Body Mechanics — 3D Biomechanics Visualizer
Browser-native 3D skeleton viewer for walking gait and breathing education, built with React and react-three-fiber.
Overview
An interactive, browser-native 3D biomechanics visualizer that animates a full human skeleton through procedural walking gait and breathing cycles. No plugins, no backend — runs as a static site.
Problem
Explaining joint compensation patterns to patients or students requires a live, controllable visual reference. Existing tools either require Unity installs or are locked behind expensive clinical software licenses. A web-based, zero-install solution makes biomechanics education accessible to any collaborator with a browser.
Approach
Procedural FK Animation
Walking and breathing animations are pure mathematical functions — input (t, params), output { jointId: [x, y, z] }. No pre-baked clips. Every gait preset is a different parameter set fed into the same FK pipeline.

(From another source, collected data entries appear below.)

PR #3870, opened 2019-12-18
Fix: Hide a groupAdminStatus for the wirelessUser

KaterinaWire:
## What's new in this PR?

Hide a groupAdminStatus if the user is a  wireless guest.

### DIFF
--- a/Wire-iOS/Sources/UserInterface/UserProfile/Details/ProfileDetailsContentController.swift
+++ b/Wire-iOS/Sources/UserInterface/UserProfile/Details/ProfileDetailsContentController.swift
@@ -152,7 +152,7 @@ final class ProfileDetailsContentController: NSObject,
             ///Do not show group admin toggle for self user or requesting connection user
             var items: [ProfileDetailsContentController.Content] = []
             if let conversation = conversation {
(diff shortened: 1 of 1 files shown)


Wire-iOS/Sources/UserInterface/UserProfile/Details/ProfileDetailsContentController.swift
```diff
@@ -152,7 +152,7 @@ final class ProfileDetailsContentController: NSObject,
             ///Do not show group admin toggle for self user or requesting connection user
             var items: [ProfileDetailsContentController.Content] = []
             if let conversation = conversation {
-                if (viewer.zmUser?.canModifyOtherMember(in: conversation) ?? false) {
+                if (viewer.zmUser?.canModifyOtherMember(in: conversation) ?? false) && !user.isWirelessUser {
```
johnxnguyen: It would be nice to express these conditions with readable names, such as

```swift
let viewerCanChangeOtherRoles = viewer.zmUser?.canModifyOtherMember(in: conversation) ?? false
let userCanHaveRoleChanged = !user.isWirelessUser
```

- Walking: 10 configurable parameters (hip swing, knee flexion, ankle range, overpronation, pelvic sway, tibial rotation)
- Breathing: diaphragmatic vs. chest breathing, adjustable BPM (6–24), rib expansion vectors
Kinetic Chain Graph
The skeleton is modeled as an undirected adjacency graph. Clicking any joint triggers BFS traversal to highlight the upstream path to root and the downstream subtree — making kinetic chain relationships immediately visible.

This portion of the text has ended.